● Exercise brief
Print nothing except the lines of the listing below from the line with "refactor: replace full-node" to the line with "Backward compatibility below)", each exactly as written, both ends included.

● Records to use
■ ■ ■

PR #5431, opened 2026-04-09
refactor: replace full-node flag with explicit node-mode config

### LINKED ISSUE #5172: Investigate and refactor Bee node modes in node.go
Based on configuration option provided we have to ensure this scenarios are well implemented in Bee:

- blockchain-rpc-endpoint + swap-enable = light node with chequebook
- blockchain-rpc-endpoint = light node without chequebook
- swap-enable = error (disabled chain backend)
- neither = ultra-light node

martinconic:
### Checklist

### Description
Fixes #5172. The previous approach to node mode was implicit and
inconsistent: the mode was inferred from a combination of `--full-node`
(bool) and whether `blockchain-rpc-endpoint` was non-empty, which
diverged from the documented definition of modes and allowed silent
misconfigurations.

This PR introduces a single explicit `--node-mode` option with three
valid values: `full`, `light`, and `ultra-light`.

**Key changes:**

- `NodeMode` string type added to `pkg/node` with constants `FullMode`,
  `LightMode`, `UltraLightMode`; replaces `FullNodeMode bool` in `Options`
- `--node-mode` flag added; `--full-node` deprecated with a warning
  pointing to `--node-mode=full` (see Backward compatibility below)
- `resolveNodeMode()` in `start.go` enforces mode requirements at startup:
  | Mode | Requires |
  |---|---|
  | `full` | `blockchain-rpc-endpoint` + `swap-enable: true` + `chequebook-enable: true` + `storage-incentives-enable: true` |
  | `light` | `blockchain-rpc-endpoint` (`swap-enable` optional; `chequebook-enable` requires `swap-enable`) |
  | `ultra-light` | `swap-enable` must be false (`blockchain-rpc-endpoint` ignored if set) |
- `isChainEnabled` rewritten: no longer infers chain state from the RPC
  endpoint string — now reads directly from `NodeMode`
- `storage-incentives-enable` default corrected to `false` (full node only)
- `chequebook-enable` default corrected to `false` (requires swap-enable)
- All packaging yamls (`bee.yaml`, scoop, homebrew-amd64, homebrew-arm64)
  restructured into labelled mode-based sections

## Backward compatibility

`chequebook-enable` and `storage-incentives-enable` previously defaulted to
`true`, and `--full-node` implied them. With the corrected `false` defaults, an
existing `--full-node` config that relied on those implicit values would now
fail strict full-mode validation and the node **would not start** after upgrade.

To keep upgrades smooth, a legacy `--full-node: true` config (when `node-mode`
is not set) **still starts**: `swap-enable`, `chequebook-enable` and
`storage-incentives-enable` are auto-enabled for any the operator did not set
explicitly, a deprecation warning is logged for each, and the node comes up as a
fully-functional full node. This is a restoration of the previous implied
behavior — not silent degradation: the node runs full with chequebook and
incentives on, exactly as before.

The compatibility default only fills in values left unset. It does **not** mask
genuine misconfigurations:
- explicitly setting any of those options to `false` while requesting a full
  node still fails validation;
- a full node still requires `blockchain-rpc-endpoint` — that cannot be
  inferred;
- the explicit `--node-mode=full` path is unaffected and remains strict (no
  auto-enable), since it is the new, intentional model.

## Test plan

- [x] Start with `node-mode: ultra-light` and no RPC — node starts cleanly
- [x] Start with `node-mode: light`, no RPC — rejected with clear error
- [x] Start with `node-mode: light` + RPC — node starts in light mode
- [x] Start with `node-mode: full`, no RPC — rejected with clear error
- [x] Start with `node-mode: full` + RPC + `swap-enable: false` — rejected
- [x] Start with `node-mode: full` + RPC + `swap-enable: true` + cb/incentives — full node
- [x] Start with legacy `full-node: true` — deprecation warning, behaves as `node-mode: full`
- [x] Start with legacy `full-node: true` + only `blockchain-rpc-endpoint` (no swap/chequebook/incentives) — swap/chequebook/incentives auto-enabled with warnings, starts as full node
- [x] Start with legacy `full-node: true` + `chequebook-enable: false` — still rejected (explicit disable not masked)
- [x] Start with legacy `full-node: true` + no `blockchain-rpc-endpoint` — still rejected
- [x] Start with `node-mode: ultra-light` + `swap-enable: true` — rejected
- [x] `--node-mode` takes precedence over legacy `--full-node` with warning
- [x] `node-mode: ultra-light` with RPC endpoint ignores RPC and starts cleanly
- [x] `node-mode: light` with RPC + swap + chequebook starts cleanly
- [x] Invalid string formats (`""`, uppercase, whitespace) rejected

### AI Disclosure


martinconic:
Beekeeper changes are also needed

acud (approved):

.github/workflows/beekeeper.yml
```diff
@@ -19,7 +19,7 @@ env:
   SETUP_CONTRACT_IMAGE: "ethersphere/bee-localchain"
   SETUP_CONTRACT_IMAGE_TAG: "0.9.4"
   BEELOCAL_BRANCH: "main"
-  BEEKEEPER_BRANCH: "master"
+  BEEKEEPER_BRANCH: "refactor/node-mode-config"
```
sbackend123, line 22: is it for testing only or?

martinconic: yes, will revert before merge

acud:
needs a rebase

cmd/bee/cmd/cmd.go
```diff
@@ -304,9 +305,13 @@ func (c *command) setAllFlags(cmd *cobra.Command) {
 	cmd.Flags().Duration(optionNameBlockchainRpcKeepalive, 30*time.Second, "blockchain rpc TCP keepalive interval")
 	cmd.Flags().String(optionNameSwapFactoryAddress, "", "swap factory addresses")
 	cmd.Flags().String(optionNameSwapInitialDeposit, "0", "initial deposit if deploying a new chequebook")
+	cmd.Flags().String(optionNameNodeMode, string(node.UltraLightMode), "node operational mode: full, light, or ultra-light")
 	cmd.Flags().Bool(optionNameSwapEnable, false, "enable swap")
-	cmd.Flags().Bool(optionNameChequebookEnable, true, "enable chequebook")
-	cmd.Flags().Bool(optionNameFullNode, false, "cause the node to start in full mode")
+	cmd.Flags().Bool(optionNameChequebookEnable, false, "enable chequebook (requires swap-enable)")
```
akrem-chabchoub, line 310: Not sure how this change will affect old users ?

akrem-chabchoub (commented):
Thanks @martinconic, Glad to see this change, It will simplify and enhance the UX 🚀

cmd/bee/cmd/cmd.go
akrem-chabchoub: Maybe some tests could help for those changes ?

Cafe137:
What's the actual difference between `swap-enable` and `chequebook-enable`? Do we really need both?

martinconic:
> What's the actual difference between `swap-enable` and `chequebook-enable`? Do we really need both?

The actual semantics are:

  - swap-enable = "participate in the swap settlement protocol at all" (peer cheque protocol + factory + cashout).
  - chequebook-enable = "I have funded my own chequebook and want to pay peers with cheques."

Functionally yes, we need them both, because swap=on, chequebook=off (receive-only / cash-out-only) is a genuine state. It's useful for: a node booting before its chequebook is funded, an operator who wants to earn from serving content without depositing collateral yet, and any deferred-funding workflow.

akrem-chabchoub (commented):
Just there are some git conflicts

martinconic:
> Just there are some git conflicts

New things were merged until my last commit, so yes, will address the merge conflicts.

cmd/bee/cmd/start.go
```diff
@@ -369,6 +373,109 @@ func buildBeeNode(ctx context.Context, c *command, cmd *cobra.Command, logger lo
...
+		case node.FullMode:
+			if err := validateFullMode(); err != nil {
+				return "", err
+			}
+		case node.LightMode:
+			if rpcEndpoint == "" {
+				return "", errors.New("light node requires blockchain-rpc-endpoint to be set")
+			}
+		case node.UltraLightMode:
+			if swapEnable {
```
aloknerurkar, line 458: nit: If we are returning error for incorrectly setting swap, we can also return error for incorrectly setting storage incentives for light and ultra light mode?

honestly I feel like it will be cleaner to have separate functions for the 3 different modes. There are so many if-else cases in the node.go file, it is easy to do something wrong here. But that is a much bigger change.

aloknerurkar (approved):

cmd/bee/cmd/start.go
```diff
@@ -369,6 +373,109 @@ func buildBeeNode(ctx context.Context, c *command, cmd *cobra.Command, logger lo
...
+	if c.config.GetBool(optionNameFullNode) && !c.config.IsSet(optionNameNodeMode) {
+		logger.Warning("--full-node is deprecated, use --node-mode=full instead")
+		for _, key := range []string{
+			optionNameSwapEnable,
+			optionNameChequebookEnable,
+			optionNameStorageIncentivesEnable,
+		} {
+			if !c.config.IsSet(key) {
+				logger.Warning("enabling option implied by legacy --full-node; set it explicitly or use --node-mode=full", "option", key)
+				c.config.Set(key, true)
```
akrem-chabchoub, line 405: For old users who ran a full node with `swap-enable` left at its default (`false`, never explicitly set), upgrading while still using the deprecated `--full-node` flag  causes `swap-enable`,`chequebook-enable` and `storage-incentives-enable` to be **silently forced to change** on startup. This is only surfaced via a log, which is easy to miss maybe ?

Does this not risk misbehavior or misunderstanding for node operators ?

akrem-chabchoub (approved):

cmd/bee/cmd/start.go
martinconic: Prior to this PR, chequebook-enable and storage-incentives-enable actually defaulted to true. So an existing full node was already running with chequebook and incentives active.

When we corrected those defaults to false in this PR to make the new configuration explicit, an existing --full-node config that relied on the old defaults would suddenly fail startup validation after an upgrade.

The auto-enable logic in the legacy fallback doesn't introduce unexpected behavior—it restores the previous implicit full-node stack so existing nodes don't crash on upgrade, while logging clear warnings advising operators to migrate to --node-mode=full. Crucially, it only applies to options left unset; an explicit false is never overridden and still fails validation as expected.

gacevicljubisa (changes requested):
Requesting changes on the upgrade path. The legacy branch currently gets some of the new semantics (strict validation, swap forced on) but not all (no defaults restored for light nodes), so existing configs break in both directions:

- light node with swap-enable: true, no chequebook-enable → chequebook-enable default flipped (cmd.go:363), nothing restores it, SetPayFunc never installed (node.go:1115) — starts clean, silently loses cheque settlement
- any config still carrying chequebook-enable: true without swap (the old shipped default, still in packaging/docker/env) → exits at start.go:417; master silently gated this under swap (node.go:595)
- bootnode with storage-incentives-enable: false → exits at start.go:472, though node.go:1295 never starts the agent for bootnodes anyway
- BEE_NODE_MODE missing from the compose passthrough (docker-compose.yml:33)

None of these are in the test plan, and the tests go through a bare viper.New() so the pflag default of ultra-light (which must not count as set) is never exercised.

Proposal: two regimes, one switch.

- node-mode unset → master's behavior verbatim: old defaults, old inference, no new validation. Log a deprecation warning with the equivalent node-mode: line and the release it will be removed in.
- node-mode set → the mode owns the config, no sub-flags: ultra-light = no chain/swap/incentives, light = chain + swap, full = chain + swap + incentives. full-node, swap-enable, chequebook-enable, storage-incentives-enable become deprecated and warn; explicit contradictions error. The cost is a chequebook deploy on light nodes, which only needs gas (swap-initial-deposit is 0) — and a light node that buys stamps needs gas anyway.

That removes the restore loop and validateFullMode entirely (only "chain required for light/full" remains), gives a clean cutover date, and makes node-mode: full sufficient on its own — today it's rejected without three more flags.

■ ■ ■

● Finished exercise
refactor: replace full-node flag with explicit node-mode config

### LINKED ISSUE #5172: Investigate and refactor Bee node modes in node.go
Based on configuration option provided we have to ensure this scenarios are well implemented in Bee:

- blockchain-rpc-endpoint + swap-enable = light node with chequebook
- blockchain-rpc-endpoint = light node without chequebook
- swap-enable = error (disabled chain backend)
- neither = ultra-light node

martinconic:
### Checklist

### Description
Fixes #5172. The previous approach to node mode was implicit and
inconsistent: the mode was inferred from a combination of `--full-node`
(bool) and whether `blockchain-rpc-endpoint` was non-empty, which
diverged from the documented definition of modes and allowed silent
misconfigurations.

This PR introduces a single explicit `--node-mode` option with three
valid values: `full`, `light`, and `ultra-light`.

**Key changes:**

- `NodeMode` string type added to `pkg/node` with constants `FullMode`,
  `LightMode`, `UltraLightMode`; replaces `FullNodeMode bool` in `Options`
- `--node-mode` flag added; `--full-node` deprecated with a warning
  pointing to `--node-mode=full` (see Backward compatibility below)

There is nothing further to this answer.